=== Study material ===
PR #20071, opened 2021-02-13
Fix division by zero in lateral_planner.py

briskspirit:
lateral_planner.py:191: RuntimeWarning: invalid value encountered in double_scalars

When v_ego = 0 and OP activated we are getting division by 0 which sets value to nan, so param angleSteers becomes set to nan and could potentially break other code.

How to reproduce: TSS2 Corolla, shift D, enable brake hold, enable ACC, enable OpenPilot. tmux will throw an error and ZMQ will publish lateralPlan with param angleSteers: nan while car is not moving.


briskspirit:
Or != 0 would be better? Sometimes we are getting negative v_ego

HaraldSchafer:
Hmmm, I don't really like that logic. Since if v_ego is super small it can potentially output weird things. 

I think the best is to replace v_ego with max(v_ego, 1e-1). Can you do that?

briskspirit:
Done

briskspirit:
Think I need to add a new reference

PR #21880, opened 2021-08-08
fix: util::file_exists will return false if failed to open existing file

deanlee:
e.g. write protected file


pd0wm:
Can you add a test to `test_util.cc`?

PR #21883, opened 2021-08-09
fix: util::read_files_in_dir does not always return a correct result

deanlee:
fix two problems:
1.  return dir's name in map with empty value.
2.  can't return files which name starts with an non alphanumeric character.(e.g.  `.file`, `'file 1'`.


pd0wm:
How do we want to deal with symlinks?

PR #21890, opened 2021-08-10
Update long_mpc api for use with sim

mitchellgoffpc:


selfdrive/controls/lib/long_mpc.py
```diff
@@ -45,12 +45,14 @@ def set_cur_state(self, v, a):
     self.cur_state[0].v_ego = v_safe
     self.cur_state[0].a_ego = a_safe
 
-  def update(self, carstate, model, v_cruise):
+  def update(self, carstate, radarstate, v_cruise):
```
adeebshihadeh, line 48: where is this used?

HaraldSchafer: It is not, it is to keep api the same with the other mpcs, this will go away once they are merged.

PR #21891, opened 2021-08-10
Japanese Prius PHV 2017 fingerprint

ikawaoka:
#2017 JAPAN Prius PHV solar

Added the fingerprint of the Japanese Prius PHV 2017 solar charging system equipped car.

The fingerprint is obtained from my car and is recognized normally.


pd0wm:
CAN ID based fingerprints are obsolete. Can you submit your ECU VW versions?

What is your dongle id?

PR #21902, opened 2021-08-11
fix InitData: params/entries contains empty values

deanlee:


pd0wm:
What's the benefit of this? Would still be good to know if the param was present on disk or not.

PR #21903, opened 2021-08-11
athena: return current upload status in listUploadQueue

### LINKED ISSUE #21471: improve athena uploading of raw logs
Currently when you request that raw logs get uploaded for a segment the athena it is not very reliable.  This is because it stops on any error and never retries.  Instead of having a separate uploader for athena, I think we should update the normal uploader to upload files with an xattr (instead of files without it) and then have the athena upload endpoint set this xattr instead of managing it's own upload queue (because the normal uploader is reliable).  The user should be able to request uploading segments/routes from explorer (see https://github.com/commaai/explorer/issues/117) and these requests should be uploaded first.

Once we implement this, we can potentially eliminate the raw upload toggle because I think we can upload anything requested on both wifi and cellular.  Often when putting your device on wifi to upload raw logs currently you are looking for something recent but have to wait forever while it uploads all the old data you don't really care about first.

pd0wm:

### DIFF
--- a/selfdrive/athena/athenad.py
+++ b/selfdrive/athena/athenad.py
@@ -52,7 +52,7 @@ log_recv_queue: Any = queue.Queue()
 cancelled_uploads: Any = set()
 UploadItem = namedtuple('UploadItem', ['path', 'url', 'headers', 'created_at', 'id', 'retry_count', 'current', 'progress'], defaults=(0, False, 0))
 
-cur_upload_item = None
+cur_upload_items = {}
 
 
 def handle_long_poll(ws):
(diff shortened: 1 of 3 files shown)


selfdrive/athena/athenad.py
```diff
@@ -100,35 +103,53 @@ def jsonrpc_handler(end_event):
...
+      if cur_upload_items[tid].id in cancelled_uploads:
+        cancelled_uploads.remove(cur_upload_items[tid].id)
         continue
 
       try:
-        _do_upload(item)
-      except (requests.exceptions.Timeout, requests.exceptions.ConnectionError, requests.exceptions.SSLError) as e:
-        cloudlog.warning(f"athena.upload_handler.retry {e} {item}")
+        def cb(sz, cur):
+          cur_upload_items[tid] = cur_upload_items[tid]._replace(progress=cur / sz if sz else 1)
```
gregjhogan, line 119: maybe it is time to make `UploadItem` a class, put this callback method on it, and change all the `_replace()` calls to be setting props?

pd0wm: I kinda like the immutability of the UploadItem named tuple actually. I'm still not a fan of modifying items while in the queue, that feels like an anti-pattern.

gregjhogan: yeah immutable objects are good for multi-threading, it just seems hard to follow how some of the pieces tie together, maybe the problem is mixing the thread state and the pending queue items

PR #21904, opened 2021-08-11
swaglog: add test case

deanlee:


deanlee:
It seems that we should handle `EAGAIN` on `zmq_send` carefully to avoid losing messages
===
# [What is needed]
Return exactly, and only, the lines from the start of the listing through the line with "lateral_planner.py:191: RuntimeWarning: invalid".

# [Problem solution]
PR #20071, opened 2021-02-13
Fix division by zero in lateral_planner.py

briskspirit:
lateral_planner.py:191: RuntimeWarning: invalid value encountered in double_scalars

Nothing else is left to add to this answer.